Flexible Tax Choices
LLCs are typically taxed as partnerships but they may also decide to be taxed as C or S corporations—or they can be structured as disregarded entities, in which case they are completely ignored for taxation. This capability creates unique financial planning opportunities not available through other entities.
Examples of this feature include:
- A single member LLC that is taxed as a disregarded entity can own S corporation stock, although neither partnerships nor corporations can. This enables us to provide a layer of protection to prevent S corporation stock from being seized if the LLC's owner has claims brought against them and loses in court.
- An international LLC may elect to be treated as a disregarded entity, in which case a business owner can benefit from the advantages of international Asset Protection while having fewer reporting requirements as compared to international trusts. Additionally, a disregarded international LLC avoids many complex rules and tax traps that frequently arise in other international structures.
- If a business owner uses a limited partnership or corporation to hold their personal residence it will be disqualified from the IRS exemption regarding capital gains when the home is sold. This powerful exemption enables a homeowner to sell their appreciated personal residence free of capital gains tax (up to $250,000 for a single person and $500,000 for a married couple). Assuming a 15% capital gains tax rate, this LLC feature can create tax savings of $50,000 to $100,000. In order to qualify for these exemptions two criteria that must be met: 1) one or both spouses must have owned the home for at least two out of the five years preceding the sale and 2) the house must be the primary residence during those years. If a limited partnership or corporation owns the home, the capital gains tax savings is not applicable; however, a disregarded entity LLC can hold the residence and still qualify for the exemption, since its activities are treated as those of its owner. Some states require an LLC to have a business purpose, in which case the homeowner should pay rent to the LLC that owns the home, which will ensure that the LLC will be recognized as a separate legal entity.

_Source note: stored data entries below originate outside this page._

PR #503, opened 2023-05-22
fix issues with stack commands

jyecusch:


jyecusch:
@tjholm should we move the pass phase detection to the individual providers? Since providers that don't use Pulumi probably won't need that value it feels appropriate for them to check for it themselves on start.

pkg/cmd/stack/root.go
```diff
@@ -68,6 +68,9 @@ nitric stack list
 		currPassFile := os.Getenv("PULUMI_CONFIG_PASSPHRASE_FILE")
 		if currPass == "" && currPassFile == "" {
 			p, err := preferences.GetLocalPassPhraseFile()
+			if err != nil {
+				err = fmt.Errorf("unable to determine configured pass phrase. See https://nitric.io/docs/guides/github-actions#configuring-environment-variables")
```
HomelessDinosaur:
```suggestion
				err = fmt.Errorf("unable to determine configured passphrase. See https://nitric.io/docs/guides/github-actions#configuring-environment-variables")
```

pkg/cmd/stack/root.go
```diff
@@ -218,12 +221,12 @@ var stackDeleteCmd = &cobra.Command{
...
 # To not be prompted, use -y
-nitric stack down -e aws -y`,
+nitric stack down -s aws -y`,
 	Run: func(cmd *cobra.Command, args []string) {
-		if !confirmDown {
+		if !confirmDown && !output.CI {
 			confirm := ""
 			err := survey.AskOne(&survey.Select{
-				Message: "Warning - This operation will destroy your stack, all deployed resources will be removed. Are you sure you want to proceed?",
+				Message: "Warning - This operation will destroy your stack and all resources, it cannot be undo. Continue?",
```
HomelessDinosaur:
```suggestion
				Message: "Warning - This operation will destroy your stack and all resources, it cannot be undone. Continue?",
```

pkg/preferences/userpreferences.go
```diff
@@ -53,7 +54,11 @@ type FeedbackPreferences struct {
 
 func GetLocalPassPhraseFile() (string, error) {
 	if _, err := os.Stat(utils.NitricLocalPassphrasePath()); errors.Is(err, os.ErrNotExist) {
-		err = os.WriteFile(utils.NitricLocalPassphrasePath(), []byte(defaultBackendPassPhrase), os.ModePerm)
+		// In non-CI environments we can generate the file to save a step.
+		// in CI environments this file would typically be lost, so it shouldn't auto-generate.
+		if !output.CI {
```
HomelessDinosaur: If not having the passphrase in CI will cause an error, maybe this should instead throw the error. That way the user can be directed to the docs instead of experiencing an obscure error down the line.

tjholm:
> @tjholm should we move the pass phase detection to the individual providers? Since providers that don't use Pulumi probably won't need that value it feels appropriate for them to check for it themselves on start.

Makes sense. At the moment the providers don't contain any prompting ability, so we can move it to the nitric provider section of the CLI for now until we design an API that can interact bidirectionally with the CLI

pkg/preferences/userpreferences.go
```diff
@@ -53,7 +54,11 @@ type FeedbackPreferences struct {
...
+			err = os.WriteFile(utils.NitricLocalPassphrasePath(), []byte(defaultBackendPassPhrase), os.ModePerm)
+		}
```
tjholm:
```suggestion
		}
		
```

pkg/preferences/userpreferences.go
jyecusch: Updated to separate generation from finding the file and lift the decision about whether to generate or not to the individual command that has the context about the environment it's running in.

davemooreuws (commented):
Looks good to me, just some linting errors.

davemooreuws (approved):

PR #519, opened 2023-06-05
feat: Custom dockerfile support

tjholm:
Add ability to override default runtime dockerfile with own implementation. This differs from custom container support, as it still uses glob matching to produce one image per matched handler file/entrypoint.

This will allow better support for custom builds and supporting dependencies that require additional scripts to be run as part of their install processes e.g. prisma.

Example config:

```yaml
name: ts-hello
handlers:
  - match: functions/*.ts
    type: default
    docker:
      # All functions in the functions directory will be build using this dockerfile
      file: ./docker/node.dockerfile
      args: {}
preview-features:
   - dockerfile # Enable preview feature
```

### DIFF
--- a/pkg/build/build.go
+++ b/pkg/build/build.go
@@ -31,7 +31,6 @@ import (
 
 	"github.com/nitrictech/cli/pkg/containerengine"
 	"github.com/nitrictech/cli/pkg/project"
-	"github.com/nitrictech/cli/pkg/runtime"
 )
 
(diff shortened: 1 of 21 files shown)


jyecusch (approved):

jyecusch:
draft docs added here: https://github.com/nitrictech/docs/pull/417

davemooreuws (approved):
LGTM just code cov check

- A disregarded entity LLC's income must be reported on the tax return of its owner (on Form 1040 Schedule C, if the owner is a person). However, a LLC that owns non-income producing property and does not generate profit from other activities will not need to report income (for federal and most state tax purposes) making the LLC anonymous in the state where it is, which is a powerful privacy tool. So, if someone used a disregarded entity LLC to buy their personal residence, the transaction can be made without disclosing the LLC owner. Even if the owner pays rent to the LLC, because the LLC is disregarded from its owner's activities for tax purposes, the LLC has no gain and the owner would not be required to list the LLC on any federal tax return.
It could be viewed that a grantor trust (detailed in the next section) is also ignored for tax purposes and therefore is highly desirable for protecting a home from creditors. However, most states do not allow a grantor trust to provide Asset Protection if the grantor (the being the individual that puts assets into a trust) continues to use the property. Accordingly, a disregarded entity LLC is a unique type of structure that provides limited liability in a wide range of situations and is also ignored for tax purposes.